EMPLOYMENT CONTRACTS AND SEVERANCE AGREEMENTS

Ralph W. Babb, Jr. is a party to a Supplemental Pension and Retiree Medical Agreement with Comerica. Comerica will provide Mr. Babb with a supplemental pension to equalize the effect his departure from his previous employer had on his pension. In addition, Comerica will provide Mr. Babb and his spouse with retiree medical and accidental insurance coverage for his or her lifetime on a basis no less favorable than such benefits are provided to them as of the date of the agreement.

Eugene A. Miller retired as Chairman of Comerica on October 1, 2002, at which time Mr. Babb began serving as Chairman. In connection with his retirement, Comerica entered into a Supplemental Benefit Agreement with Mr. Miller pursuant to which Comerica agreed to continue to provide lifetime health benefits for Mr. Miller and his spouse and to provide other primarily business-related benefits to Mr. Miller for three to five years following his retirement. In accordance with the agreement, Mr. Miller will continue to make himself available to Comerica in order to ensure a stable transition. See footnote 10 to the Summary Compensation Table.

CHANGE OF CONTROL AGREEMENTS

Each named executive officer (other than Mr. Miller, who is retired) is a party to a change of control employment agreement with Comerica. These agreements become effective only in the event of a change of control as defined in the agreement. The agreement is for an initial three-year period (the “Agreement Period”), commencing on the date the executive and Comerica sign the agreement, and is extended automatically at the end of each year for an additional one year unless Comerica delivers written notice to the named executive officer, at least sixty days prior to the annual renewal date, that the agreement will not be extended. Comerica intends that the Agreement Period will always be three years.
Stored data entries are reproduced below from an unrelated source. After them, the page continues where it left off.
Issue #16, opened 2020-10-29
Resistor generator fixes


ducky64:
- [x] E series should be a parameter, typically set by refinement design-wide, optionally overridden per-part
- [x] By default, it should not allow arbitrary resistances, but the user can override with a higher E-series or boolean flag

PR #65, opened 2021-10-29
Refactor resistive divider calculator

ducky64:
DO NOT MERGE - DEPENDS ON #59 

Previously, this used an algorithm specific to the resistive divider ratio and impedance equation, but would not generalize to other things - for example, non-inverting opamps or diffamps. This refactors the resistive divider calculator to use a generalized E-series ratio calculator, that walks through decades of values to search for a matching values and supports customizable criteria for determining additional decades to search..

Actually adding the additional parts will be a separate PR. Support for overriding single-resistor series (#16) will also be in a separate PR.

Additional changes:
- Fixes a tolerancing stackup bug in the actual ratio calculation - when terms appear twice in an equation it could cause larger-than-possible tolerances, this rewrites the divider formula to have terms only appear once.
- Renames the Exception module, since it was clobbering the actual Exception base class and causing weird things.


rohit507 (approved):
Seems ok.

PR #66, opened 2021-11-04
Refactor to use new Parts Table and remove old Product Table

### LINKED ISSUE #51: HDL interface server should start without parts tables
instead of just crashing and leaving us all very confused

### LINKED ISSUE #64: Refactor ProductTable -> PartTables
To use the new infrastructure from #59 

These additional classes need to be refactored:
- [x] Crystals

If a change of control of Comerica occurs during the Agreement Period, the employment period begins and Comerica will continue the executive’s employment for a period of thirty months from the date of the change of control. During this employment period:

  •  The executive’s position and duties will be at least commensurate with the most significant duties held by him or her during the 120 day period prior the date of a change of control.
 
  •  Comerica will assign the executive an office at the location where he or she was employed on the date the change of control occurred or an office less than 60 miles from such office.
 
  •  Each executive will receive a monthly base salary equal to or greater than the highest monthly base salary he or she earned from Comerica during the twelve month period prior to the date of the change of control, and an annual cash bonus at least equal to the highest bonus he or she earned during any of the last three fiscal years prior to the date the change of control occurred. (Comerica will annualize the amount of the bonus earned by the executive if the executive was not employed by Comerica for the entire year.)
 
  •  The executive also will be eligible to receive annual salary increases and to participate in all of Comerica’s executive compensation plans and employee benefit plans, including health, accident, disability and life insurance benefit plans, at least equal to the most favorable of those plans which were in effect at any time during the 120 day period preceding the effective date of his agreement.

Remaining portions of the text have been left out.